►
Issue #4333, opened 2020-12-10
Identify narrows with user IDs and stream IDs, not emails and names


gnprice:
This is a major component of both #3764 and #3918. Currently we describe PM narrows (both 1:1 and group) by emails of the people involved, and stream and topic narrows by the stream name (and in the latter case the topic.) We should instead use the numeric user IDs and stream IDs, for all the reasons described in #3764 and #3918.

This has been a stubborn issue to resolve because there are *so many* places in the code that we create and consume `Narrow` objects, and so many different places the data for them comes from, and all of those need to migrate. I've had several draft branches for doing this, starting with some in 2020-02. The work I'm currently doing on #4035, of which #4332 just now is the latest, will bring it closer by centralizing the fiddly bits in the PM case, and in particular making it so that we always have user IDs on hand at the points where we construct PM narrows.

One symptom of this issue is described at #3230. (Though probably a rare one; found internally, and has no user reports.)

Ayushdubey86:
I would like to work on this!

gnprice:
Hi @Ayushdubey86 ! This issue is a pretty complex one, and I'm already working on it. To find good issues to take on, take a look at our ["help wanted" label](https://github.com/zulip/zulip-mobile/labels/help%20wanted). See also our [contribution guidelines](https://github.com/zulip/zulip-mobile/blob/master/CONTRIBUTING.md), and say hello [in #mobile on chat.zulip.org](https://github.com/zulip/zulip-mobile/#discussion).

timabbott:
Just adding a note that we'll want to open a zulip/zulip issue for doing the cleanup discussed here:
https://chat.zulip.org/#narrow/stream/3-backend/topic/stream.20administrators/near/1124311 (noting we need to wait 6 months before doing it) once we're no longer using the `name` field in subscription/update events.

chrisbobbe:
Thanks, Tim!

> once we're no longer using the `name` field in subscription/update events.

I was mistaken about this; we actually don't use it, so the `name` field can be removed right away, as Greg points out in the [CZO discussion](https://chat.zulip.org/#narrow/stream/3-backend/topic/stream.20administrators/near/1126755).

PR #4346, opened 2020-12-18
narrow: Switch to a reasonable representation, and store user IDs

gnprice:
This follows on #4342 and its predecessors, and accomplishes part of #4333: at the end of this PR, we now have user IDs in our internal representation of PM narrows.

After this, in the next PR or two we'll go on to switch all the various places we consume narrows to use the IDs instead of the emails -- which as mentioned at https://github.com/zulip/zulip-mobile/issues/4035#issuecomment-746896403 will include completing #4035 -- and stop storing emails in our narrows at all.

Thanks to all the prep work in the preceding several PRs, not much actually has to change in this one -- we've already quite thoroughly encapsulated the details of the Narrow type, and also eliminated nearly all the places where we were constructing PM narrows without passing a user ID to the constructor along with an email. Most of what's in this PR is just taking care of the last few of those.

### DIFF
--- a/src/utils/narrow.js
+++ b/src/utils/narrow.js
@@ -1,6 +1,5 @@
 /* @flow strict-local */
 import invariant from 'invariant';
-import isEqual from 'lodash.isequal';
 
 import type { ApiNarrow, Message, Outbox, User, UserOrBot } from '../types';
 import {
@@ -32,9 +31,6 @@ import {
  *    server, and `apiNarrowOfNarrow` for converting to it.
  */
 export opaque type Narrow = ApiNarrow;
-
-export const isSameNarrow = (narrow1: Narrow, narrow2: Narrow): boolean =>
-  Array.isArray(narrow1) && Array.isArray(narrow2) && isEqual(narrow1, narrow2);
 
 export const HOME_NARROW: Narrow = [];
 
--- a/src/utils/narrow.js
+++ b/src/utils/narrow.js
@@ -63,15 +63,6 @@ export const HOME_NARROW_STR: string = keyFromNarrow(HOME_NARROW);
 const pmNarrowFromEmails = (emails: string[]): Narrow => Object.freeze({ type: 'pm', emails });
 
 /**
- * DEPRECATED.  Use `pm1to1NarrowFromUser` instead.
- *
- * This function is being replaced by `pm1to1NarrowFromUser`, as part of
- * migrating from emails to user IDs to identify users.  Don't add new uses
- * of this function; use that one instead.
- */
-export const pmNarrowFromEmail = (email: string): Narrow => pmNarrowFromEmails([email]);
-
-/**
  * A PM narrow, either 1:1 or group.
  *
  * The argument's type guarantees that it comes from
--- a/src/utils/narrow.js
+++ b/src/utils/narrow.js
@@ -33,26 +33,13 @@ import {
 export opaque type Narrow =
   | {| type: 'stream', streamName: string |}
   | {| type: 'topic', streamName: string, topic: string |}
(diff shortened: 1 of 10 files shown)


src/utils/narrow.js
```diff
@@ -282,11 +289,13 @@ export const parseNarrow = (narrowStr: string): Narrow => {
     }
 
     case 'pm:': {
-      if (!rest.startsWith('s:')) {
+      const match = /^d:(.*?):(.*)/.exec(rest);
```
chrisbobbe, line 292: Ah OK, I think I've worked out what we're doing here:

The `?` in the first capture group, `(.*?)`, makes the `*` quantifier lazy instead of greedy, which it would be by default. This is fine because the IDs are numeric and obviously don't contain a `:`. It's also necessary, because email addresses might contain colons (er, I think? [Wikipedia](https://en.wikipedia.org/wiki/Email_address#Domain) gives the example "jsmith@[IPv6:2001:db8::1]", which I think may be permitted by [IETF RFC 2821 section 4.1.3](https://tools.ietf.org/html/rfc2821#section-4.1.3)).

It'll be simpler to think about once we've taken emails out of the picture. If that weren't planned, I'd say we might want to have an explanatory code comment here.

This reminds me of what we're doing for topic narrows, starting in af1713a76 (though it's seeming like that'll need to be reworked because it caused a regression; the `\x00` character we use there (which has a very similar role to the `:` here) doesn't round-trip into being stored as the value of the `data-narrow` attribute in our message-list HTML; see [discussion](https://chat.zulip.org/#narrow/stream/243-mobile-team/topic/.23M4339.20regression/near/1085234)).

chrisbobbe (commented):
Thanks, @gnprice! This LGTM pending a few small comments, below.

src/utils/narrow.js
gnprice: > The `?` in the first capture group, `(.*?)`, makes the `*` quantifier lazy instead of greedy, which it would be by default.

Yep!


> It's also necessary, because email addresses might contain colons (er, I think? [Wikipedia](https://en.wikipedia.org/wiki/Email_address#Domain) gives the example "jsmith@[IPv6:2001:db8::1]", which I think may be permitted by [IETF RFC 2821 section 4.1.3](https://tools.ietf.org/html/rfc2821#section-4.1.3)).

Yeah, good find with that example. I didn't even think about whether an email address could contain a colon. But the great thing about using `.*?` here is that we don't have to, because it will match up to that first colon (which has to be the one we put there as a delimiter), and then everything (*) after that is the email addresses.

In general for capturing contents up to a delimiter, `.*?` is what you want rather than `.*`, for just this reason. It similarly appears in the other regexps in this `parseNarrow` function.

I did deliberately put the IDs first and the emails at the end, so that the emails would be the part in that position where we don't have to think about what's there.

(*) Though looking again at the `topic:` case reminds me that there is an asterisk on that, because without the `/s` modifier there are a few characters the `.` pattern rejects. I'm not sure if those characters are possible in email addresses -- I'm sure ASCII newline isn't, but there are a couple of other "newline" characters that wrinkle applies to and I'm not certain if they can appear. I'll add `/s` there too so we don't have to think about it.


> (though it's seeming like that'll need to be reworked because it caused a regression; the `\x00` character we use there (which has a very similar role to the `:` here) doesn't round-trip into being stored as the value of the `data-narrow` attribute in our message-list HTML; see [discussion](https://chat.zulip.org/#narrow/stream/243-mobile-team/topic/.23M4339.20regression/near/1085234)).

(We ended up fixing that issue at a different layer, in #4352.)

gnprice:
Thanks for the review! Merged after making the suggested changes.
◄
-- TASK ITEM --
Go to the line with "- * of this function; use that one instead." in the entries above and repeat every line from there through the line with "by default. This", exactly and with no other text.

-- EXERCISE SOLUTION --
- * of this function; use that one instead.
- */
-export const pmNarrowFromEmail = (email: string): Narrow => pmNarrowFromEmails([email]);
-
-/**
  * A PM narrow, either 1:1 or group.
  *
  * The argument's type guarantees that it comes from
--- a/src/utils/narrow.js
+++ b/src/utils/narrow.js
@@ -33,26 +33,13 @@ import {
 export opaque type Narrow =
   | {| type: 'stream', streamName: string |}
   | {| type: 'topic', streamName: string, topic: string |}
(diff shortened: 1 of 10 files shown)


src/utils/narrow.js
```diff
@@ -282,11 +289,13 @@ export const parseNarrow = (narrowStr: string): Narrow => {
     }
 
     case 'pm:': {
-      if (!rest.startsWith('s:')) {
+      const match = /^d:(.*?):(.*)/.exec(rest);
```
chrisbobbe, line 292: Ah OK, I think I've worked out what we're doing here:

The `?` in the first capture group, `(.*?)`, makes the `*` quantifier lazy instead of greedy, which it would be by default. This is fine because the IDs are numeric and obviously don't contain a `:`. It's also necessary, because email addresses might contain colons (er, I think? [Wikipedia](https://en.wikipedia.org/wiki/Email_address#Domain) gives the example "jsmith@[IPv6:2001:db8::1]", which I think may be permitted by [IETF RFC 2821 section 4.1.3](https://tools.ietf.org/html/rfc2821#section-4.1.3)).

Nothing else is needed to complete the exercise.